Nikolaus Poechhacker1, Lukas Daniel Klausner2, Elisabeth Paar3
1: University of Klagenfurt; 2: St. Pölten University of Applied Sciences;
3: University of Vienna

Already in 1999, Lessig proclaimed that “code is law”, reflecting on the question of how software is controlling everyday life and on the relationship between software and regulation. While Lessig mainly focused on the internet and its normative dimensions, we are now experiencing an ever growing diffusion of digital technologies that are regulating everyday life, blurring the boundary between social and technological norms. The law and its institutions are not exempt from this development. Increasingly, digital technologies are used within the legal system and its institutions, raising questions regarding how algorithms, models, and data infrastructures are becoming part of the institutions of law.
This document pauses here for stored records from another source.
PR #299, opened 2026-03-14
Cosine warm restarts (T_0=5, two LR cycles in 10 epochs)

tcapelle:
## Hypothesis
The current CosineAnnealingLR with T_max=10 does a single cycle — the LR drops very low in the final epochs. With only ~10 epochs of training, this means the model has almost no learning rate budget left after the MSE→L1 curriculum completes at epoch 4. The optimizer is essentially frozen during the pure L1 refinement phase.

**CosineAnnealingWarmRestarts with T_0=5** gives two full cosine cycles. The key insight: the LR restart at epoch 5 coincides with the post-curriculum-transition phase (alpha=1.0 since epoch 4), giving the optimizer fresh high LR to refine under pure L1 loss. This is distinct from OneCycleLR (tried, failed) — warm restarts provide periodic resets rather than a single peak.

## Instructions

In `train.py`, change one line — the scheduler definition (line 83):

**Before:**
```python
scheduler = torch.optim.lr_scheduler.CosineAnnealingLR(optimizer, T_max=10)
```

**After:**
```python
scheduler = torch.optim.lr_scheduler.CosineAnnealingWarmRestarts(optimizer, T_0=5, T_mult=1, eta_min=1e-5)
```

That's the only change. `T_0=5` means the first restart happens at epoch 5 (two cycles of 5 epochs each in 10 total). `eta_min=1e-5` prevents LR from hitting exactly zero. Everything else stays the same.

W&B tag: `mar14b`, group: `warm-restarts`

## Baseline

---

## Results
_To be filled by student_


tcapelle:
## Results

**W&B run:** fgr6zda9

| surf_p | 107.35 | **115.1** |
| surf_Ux | 1.23 | 1.17 |
| surf_Uy | 0.84 | 0.79 |
| val/loss | 2.45 | 2.75 |

**Outcome: Negative** — surf_p degraded by ~7.75 points vs baseline.

The LR restart at epoch 5 coincides with the pure L1 phase, but rather than helping, it appears the fresh high LR disrupts fine-grained surface refinement. Standard CosineAnnealingLR with T_max=10 gives a much lower final LR which helps the last epochs converge better.

PR #301, opened 2026-03-14
Double slice_num (64 → 128 physics attention slices)

tcapelle:
## Hypothesis
The physics attention mechanism partitions mesh nodes into `slice_num=64` soft groups (slices) based on feature similarity. Each slice represents a local physical regime. With ~7000-12000 nodes per sample, 64 slices means each slice aggregates ~100-190 nodes on average — this may be too coarse to distinguish fine-grained pressure variations along the airfoil surface.

Doubling to `slice_num=128` gives finer-grained physics decomposition: ~55-95 nodes per slice. This allows the attention mechanism to form more specialized groups, potentially separating leading-edge high-pressure regions from trailing-edge wake regions more precisely. The additional compute is modest (the attention is over slices, not nodes, so going 64→128 slices increases attention cost but it's still small relative to the node projections).

## Instructions

In `train.py`, change one value in the `model_config` dict (around line 70):

**Before:**
```python
slice_num=64,
```

**After:**
```python
slice_num=128,
```

That's the only change. Everything else stays the same.

W&B tag: `mar14b`, group: `more-slices`

## Baseline

---

## Results
_To be filled by student_


tcapelle:
## Results

**W&B run:** 67xavjrb

| surf_p | 107.35 | **204.9** |
| surf_Ux | 1.23 | 2.58 |
| surf_Uy | 0.84 | 1.19 |
| val/loss | 2.45 | 3.26 |

**Outcome: Strongly Negative** — surf_p nearly doubled vs baseline.

Side effects: VRAM increased from 15.4GB → 20.2GB, epoch time increased from 31s → 41s (only 8 epochs fit in 5-minute budget vs 10). Validation loss was unstable (epoch 6 spiked to 1.11, epoch 8 to 0.78). Best checkpoint was at epoch 4 only.

Doubling slice_num from 64→128 significantly increases the attention state space. With the same learning rate and only ~8 effective epochs, the model cannot learn to use the additional slices effectively. The instability suggests the higher-dimensional attention is harder to optimize in the short training budget.

tcapelle:
**Closing — significantly worse than baseline.**

| surf_p | 107.35 | 204.9 | +91% ❌ |
| surf_Ux | 1.23 | 2.58 | +110% ❌ |
| surf_Uy | 0.84 | 1.19 | +42% ❌ |

Catastrophically worse. 128 slices massively increases compute (41s/epoch vs 31s, only 8 epochs), adds instability, and the model never converges properly. The current 64 slices is well-tuned for this problem scale.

As Hildebrandt phrased it, we are experiencing the rise of “computational law”, as advanced digital technologies are becoming an important medium of legal practice, that has the potential – as all media transformations within the legal system (Vismann) – to shift both legal culture and our understanding of the law (Vesting).

We therefore argue that STS can and should contribute to the discussions on the digitization of the legal system. STS has a long-standing engagement with the law, especially in terms of expertise within court proceedings (Jasanoff), the social construction of scientific evidence for legal cases (Cole, Lynch), the digitization of policing and its practices (Egbert & Leese) or more generally the relation between law and innovation (Eisenberger). In this panel, we want to further the discussion by taking a closer look at current developments and discussing what perspectives STS has to offer on these developments. We understand “legal technologies”, as they are often called, not only as technologies that impact the legal system, but instead as integral parts of the socio-technical structures which enact the law and the legal system (see also Latour’s inquiries into the making of law). Further, we are not only asking questions about how the legal sector and potentially even the nature of law itself are changing, but also what challenges this specific domain in turn brings for the implementation of IT applications. To this end, we want to revisit and complicate the notion of “code is law” and invite contributions that reflect on the entanglement of digital technology and law from an STS perspective, including theoretical reflections, empirical cases, and practical or theoretical interventions (including moments of resistance or theoretical subversion).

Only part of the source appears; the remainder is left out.